### DATA SHOWN
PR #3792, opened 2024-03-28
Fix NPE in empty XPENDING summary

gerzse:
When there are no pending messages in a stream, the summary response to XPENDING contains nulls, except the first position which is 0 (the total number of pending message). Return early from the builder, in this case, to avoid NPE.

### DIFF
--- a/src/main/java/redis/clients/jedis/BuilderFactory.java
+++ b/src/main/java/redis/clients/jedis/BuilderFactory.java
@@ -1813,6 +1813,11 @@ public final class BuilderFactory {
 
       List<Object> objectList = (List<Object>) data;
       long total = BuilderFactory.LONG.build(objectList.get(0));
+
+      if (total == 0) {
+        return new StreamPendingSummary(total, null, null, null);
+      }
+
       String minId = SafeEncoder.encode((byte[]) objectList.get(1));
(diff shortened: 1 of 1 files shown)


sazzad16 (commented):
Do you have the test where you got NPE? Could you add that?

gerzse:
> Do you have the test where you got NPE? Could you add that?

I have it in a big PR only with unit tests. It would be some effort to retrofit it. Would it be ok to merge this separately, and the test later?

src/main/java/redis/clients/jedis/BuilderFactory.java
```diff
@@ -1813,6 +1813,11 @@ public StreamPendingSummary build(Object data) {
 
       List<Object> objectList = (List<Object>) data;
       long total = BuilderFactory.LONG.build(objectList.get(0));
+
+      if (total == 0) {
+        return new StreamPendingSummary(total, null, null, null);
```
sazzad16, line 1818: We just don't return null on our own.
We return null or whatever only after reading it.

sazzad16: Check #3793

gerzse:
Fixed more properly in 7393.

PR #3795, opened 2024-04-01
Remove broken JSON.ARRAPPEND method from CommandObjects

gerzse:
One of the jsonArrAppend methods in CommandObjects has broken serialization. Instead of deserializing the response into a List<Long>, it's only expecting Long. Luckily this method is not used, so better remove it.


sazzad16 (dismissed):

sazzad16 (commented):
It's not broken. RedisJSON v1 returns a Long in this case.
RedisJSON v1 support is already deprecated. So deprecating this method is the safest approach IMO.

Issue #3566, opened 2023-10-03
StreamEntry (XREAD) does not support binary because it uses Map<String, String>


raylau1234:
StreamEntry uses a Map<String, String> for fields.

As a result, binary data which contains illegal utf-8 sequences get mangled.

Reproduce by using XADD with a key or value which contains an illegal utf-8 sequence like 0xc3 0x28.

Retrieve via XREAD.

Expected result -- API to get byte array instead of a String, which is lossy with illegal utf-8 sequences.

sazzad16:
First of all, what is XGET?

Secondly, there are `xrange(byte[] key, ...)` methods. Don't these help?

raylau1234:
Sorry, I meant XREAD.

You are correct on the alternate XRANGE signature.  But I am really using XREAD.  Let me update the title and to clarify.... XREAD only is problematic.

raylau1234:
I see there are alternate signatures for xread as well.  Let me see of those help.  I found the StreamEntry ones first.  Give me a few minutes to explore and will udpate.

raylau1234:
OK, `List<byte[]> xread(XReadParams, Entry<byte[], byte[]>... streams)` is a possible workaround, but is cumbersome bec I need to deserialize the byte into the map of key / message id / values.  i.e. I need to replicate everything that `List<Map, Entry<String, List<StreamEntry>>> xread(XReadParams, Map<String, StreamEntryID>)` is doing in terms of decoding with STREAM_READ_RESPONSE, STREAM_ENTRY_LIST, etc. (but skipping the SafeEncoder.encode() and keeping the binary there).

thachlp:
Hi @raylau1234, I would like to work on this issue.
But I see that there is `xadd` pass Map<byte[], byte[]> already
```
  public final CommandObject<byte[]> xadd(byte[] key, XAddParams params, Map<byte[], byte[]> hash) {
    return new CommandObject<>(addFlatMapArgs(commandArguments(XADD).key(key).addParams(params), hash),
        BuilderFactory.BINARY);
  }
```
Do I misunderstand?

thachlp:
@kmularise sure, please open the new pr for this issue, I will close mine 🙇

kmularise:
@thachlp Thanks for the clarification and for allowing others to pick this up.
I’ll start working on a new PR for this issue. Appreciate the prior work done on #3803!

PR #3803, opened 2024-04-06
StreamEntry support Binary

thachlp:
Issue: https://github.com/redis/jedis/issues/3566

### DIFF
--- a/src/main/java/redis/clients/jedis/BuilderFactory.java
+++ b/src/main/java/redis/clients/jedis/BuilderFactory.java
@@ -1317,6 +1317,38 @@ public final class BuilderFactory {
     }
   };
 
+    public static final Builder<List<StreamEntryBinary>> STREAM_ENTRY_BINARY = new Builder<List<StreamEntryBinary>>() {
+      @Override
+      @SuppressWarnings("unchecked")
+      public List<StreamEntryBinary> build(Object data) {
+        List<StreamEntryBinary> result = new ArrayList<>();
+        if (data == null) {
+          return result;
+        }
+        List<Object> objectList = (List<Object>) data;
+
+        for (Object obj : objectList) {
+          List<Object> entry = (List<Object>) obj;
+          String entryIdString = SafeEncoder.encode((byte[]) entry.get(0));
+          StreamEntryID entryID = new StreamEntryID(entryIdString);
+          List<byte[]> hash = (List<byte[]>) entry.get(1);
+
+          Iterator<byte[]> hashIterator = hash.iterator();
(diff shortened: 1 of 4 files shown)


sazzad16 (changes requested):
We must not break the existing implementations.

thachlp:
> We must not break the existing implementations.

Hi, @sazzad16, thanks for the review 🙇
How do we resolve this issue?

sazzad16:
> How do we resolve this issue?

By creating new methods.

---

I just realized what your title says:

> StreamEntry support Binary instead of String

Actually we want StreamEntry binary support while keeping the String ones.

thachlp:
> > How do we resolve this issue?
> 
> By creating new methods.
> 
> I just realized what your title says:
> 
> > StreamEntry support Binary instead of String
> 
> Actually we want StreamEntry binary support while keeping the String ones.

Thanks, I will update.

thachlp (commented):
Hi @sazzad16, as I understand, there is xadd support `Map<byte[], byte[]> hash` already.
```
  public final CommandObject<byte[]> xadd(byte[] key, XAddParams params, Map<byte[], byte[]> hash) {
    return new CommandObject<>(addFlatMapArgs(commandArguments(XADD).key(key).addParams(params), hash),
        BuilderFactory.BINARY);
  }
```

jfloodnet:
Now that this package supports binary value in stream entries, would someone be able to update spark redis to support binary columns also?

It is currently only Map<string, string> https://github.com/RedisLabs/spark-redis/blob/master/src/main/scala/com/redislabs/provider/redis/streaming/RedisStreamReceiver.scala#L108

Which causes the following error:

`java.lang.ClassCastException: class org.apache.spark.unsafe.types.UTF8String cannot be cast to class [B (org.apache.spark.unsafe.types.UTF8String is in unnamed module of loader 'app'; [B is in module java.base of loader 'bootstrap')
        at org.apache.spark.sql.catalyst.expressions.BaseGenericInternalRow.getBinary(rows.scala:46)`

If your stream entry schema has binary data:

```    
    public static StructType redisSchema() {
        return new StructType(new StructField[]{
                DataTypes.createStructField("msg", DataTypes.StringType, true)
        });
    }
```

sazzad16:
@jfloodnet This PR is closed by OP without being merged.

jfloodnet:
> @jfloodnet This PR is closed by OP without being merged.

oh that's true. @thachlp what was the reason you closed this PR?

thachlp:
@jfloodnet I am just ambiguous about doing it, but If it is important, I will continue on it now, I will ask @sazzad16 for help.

### INSTRUCTIONS TO FOLLOW
Search the material for lines holding the word "methods", then say how many there are and nothing more.

### REPLY
4